*EXERCISE BRIEF*: From the entries that follow, extract each line holding the string "resources".

*RECORDS FOR THIS TASK*:
PR #7106, opened 2020-01-20
CB-5189 disable SDX upgrade tests on AWS

biharitomi:


integration-test/src/main/resources/testsuites/e2e/aws-e2e-tests.yaml
```diff
@@ -11,7 +11,6 @@ tests:
       - name: com.sequenceiq.it.cloudbreak.testcase.e2e.sdx.SdxBaseImageTests
       - name: com.sequenceiq.it.cloudbreak.testcase.e2e.sdx.SdxCloudStorageTests
       - name: com.sequenceiq.it.cloudbreak.testcase.e2e.sdx.SdxRepairTests
-      - name: com.sequenceiq.it.cloudbreak.testcase.e2e.sdx.SdxUpgradeTests
```
gergopapi2: The aws-e2e-tests.yaml file is now the collection of tests that can be run on aws (i.e. someone has written all the code needed). If we delete the SdxUpgradeTests entry we will forget that the SdxUpgradeTests was working for aws. I therefore suggest to create an aws-e2e-tests-inactive.yaml file and move the deleted test-file there with some comments why the test is not working.

lnardai:
Go Go Go!

integration-test/src/main/resources/testsuites/e2e/aws-e2e-tests.yaml
gergopapi2: But it is ok for me as well to create a follow-up jira with this content to have the tests fixed asap. As you like :)

biharitomi: I don't think that we should mark this in our code base, on the other hand a ticket has been created to cover the fix of the mentioned test. It is hard to be forgotten this way:
https://jira.cloudera.com/browse/CB-5189

gergopapi2: I am not sure if that is the best practice as we might not know about all the jiras that are available. For someone who just looks at the code it might not be obvious what is to be done. Nevertheless I approved the PR as a jira is way better than nothing.

PR #7107, opened 2020-01-20
CB-4031 - Failed to delete Data Lake master host :: message fix

gregito:
CB-4031 - Failed to delete Data Lake master host :: message fix

### DIFF
--- a/core/src/main/java/com/sequenceiq/cloudbreak/service/stack/StackDownscaleValidatorService.java
+++ b/core/src/main/java/com/sequenceiq/cloudbreak/service/stack/StackDownscaleValidatorService.java
@@ -5,6 +5,7 @@ import static com.sequenceiq.cloudbreak.api.endpoint.v4.stacks.base.InstanceMeta
 
 import java.util.Objects;
 
+import org.apache.commons.lang3.StringUtils;
 import org.springframework.security.access.AccessDeniedException;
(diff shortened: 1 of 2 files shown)


core/src/main/java/com/sequenceiq/cloudbreak/service/stack/StackDownscaleValidatorService.java
```diff
@@ -18,8 +19,13 @@
 
     public void checkInstanceIsTheClusterManagerServerOrNot(String instancePublicIp, InstanceMetadataType metadataType) {
         if (GATEWAY.equals(metadataType) || GATEWAY_PRIMARY.equals(metadataType)) {
-            throw new BadRequestException(String.format("Downscale for node [public IP: %s] is prohibited because it " +
-                            "serves as a host the Cluster Manager server", instancePublicIp));
+            String additionalIpPartForTemplate = "";
+            String messageTemplate = "Downscale for the given node%s is prohibited because it " +
```
doktoric: node %s

gregito: if I make it that way that could cause a double whitespace between the words 'node' and 'is' if there is no public ip for the given node.

PR #7114, opened 2020-01-21
CB-5145 - metrics for inter-service REST calls

attilapalfi92:


common/src/main/java/com/sequenceiq/cloudbreak/jerseyclient/AugmentedRestClient.java
```diff
@@ -7,5 +7,5 @@
 
 @Target(ElementType.TYPE)
 @Retention(RetentionPolicy.RUNTIME)
-public @interface RetryingRestClient {
+public @interface AugmentedRestClient {
```
topolyai5: What was the problem with RetryingRestClient? This is retrying only like previously, right?

bbihari: 'augmented' is a bit too general

attilapalfi92: @topolyai5, no, please check the aspect's code.

attilapalfi92: @bbihari any suggestions?

attilapalfi92: MetricCollectingAndRetryingRestClient would be better? I think the current name is fine.

PR #7122, opened 2020-01-22
CB-4613 Apply syncer to CB for cluster syncs, fix SERVICES_RUNNING st…

bbihari:
…atus


lnardai:
This should go to 2.17 since we plan to enable the syncer there.

PR #7124, opened 2020-01-22
CB-5192 Eliminate Exposed Service enum

bergerdenes:


template-manager-cmtemplate/src/test/java/com/sequenceiq/cloudbreak/cmtemplate/configproviders/hdfs/HdfsConfigProviderTest.java
```diff
@@ -94,13 +95,13 @@ private TemplatePreparationObject getTemplatePreparationObject(boolean useS3File
                     new AdlsFileSystemConfigurationsView(new AdlsFileSystem(), locations, false);
         }
 
-        Gateway gateway = TestUtil.gatewayEnabledWithExposedKnoxServices(NAMENODE.getKnoxService());
+        Gateway gateway = TestUtil.gatewayEnabledWithExposedKnoxServices(ExposedServiceUtil.exposedService("NAMENODE").getKnoxService());
```
doktoric: getNameNodeService?

core-api/src/test/resources/definitions/exposed-services.json
```diff
@@ -0,0 +1,472 @@
+{
```
topolyai5: I think you should test from the main/resources because these files can be different.

PR #7128, opened 2020-01-23
CB-5235 Refactor ResourceAccessDto

gergopapi2:
This is the first step of refactorings.
Current PR contains Step 1 described under solution.

**Problem**
Many operations work as byName or byCrn. There are separate implementations for byName and byCrn, although the difference is usually in 1 line (and +1 log line). This is a duplication and should be removed.

**Solution**
Step 1: refactor `String name` and `String Crn` into one class: `NameOrCrn`. The class should be instantiable only from either crn or name, never both and never none (thus a NameXorCrn would be a better name). 

Step 2: methods that exist in byName and byCrn flavor should get NameOrCrn as parameter and pass it on to a getEntity method in an underlying service (but not repository).


core-api/src/main/java/com/sequenceiq/cloudbreak/api/endpoint/v4/dto/NameOrCrn.java
```diff
@@ -0,0 +1,87 @@
...
+        private NameOrCrnReader(NameOrCrn nameOrCrn) {
+            this.nameOrCrn = nameOrCrn;
+        }
+
+        public static NameOrCrnReader create(NameOrCrn nameOrCrn) {
+            throwIfNull(nameOrCrn, () -> new IllegalArgumentException(NULL_DTO_EXCEPTION_MESSAGE));
+            return new NameOrCrnReader(nameOrCrn);
+        }
+
+        public boolean hasName() {
```
attilapalfi92: Why not moving the methods if this inner class to the original class, and remove `NameOrCrnReader`? Why would we bother instantiating this to be able to read the `NameOrCrn` class?

gergopapi2: The sole purpose of this inner-class thing is an enforced null check. The original code did check for nulls. I did think a while whether to do just delete the null check (and so risk an NPE), or keep it. The (small) added value I see in enforcing null check is the opportunity to better log the error and so help diagnostics.

attilapalfi92: I see. I still have doubts regarding whether it will provide us any real life diagnostic assistance. I think in most cases without this utility we would be able to identify the source of the NPE right away.

gergopapi2: Yeah, I have doubts as well, we do not win much. Ok, so if @gregito agrees, I would then remove the null checks. Please confirm.

gregito: IMHO NPE should never occur. if the only purpose of this NameOrCrnReader class is to ensure that nobody can create an invalid NameOrCrn instance then the null check should be there. on the other hand, null and emptiness checks should be performed at the same time (StringUtils.isEmpty also checks for null), hence one of the checks can be abandoned.

gergopapi2: @gregito You cannot create an empty NameOrCrn object, it either contains the name or the crn. If name is null when you use NameOrCrn.ofName(name), then you get an exception right away (and the same for crn). The only thing NameOrCrn cannot guard for is that instead of creating it you pass null (could happen accidentally).
Another guard the class does not contain but could: if NameOrCrn was create with name, then reading the crn should throw. I think that would make sense.

gergopapi2: Change done.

*RESPONSE AREA*:
integration-test/src/main/resources/testsuites/e2e/aws-e2e-tests.yaml
integration-test/src/main/resources/testsuites/e2e/aws-e2e-tests.yaml
core-api/src/test/resources/definitions/exposed-services.json
topolyai5: I think you should test from the main/resources because these files can be different.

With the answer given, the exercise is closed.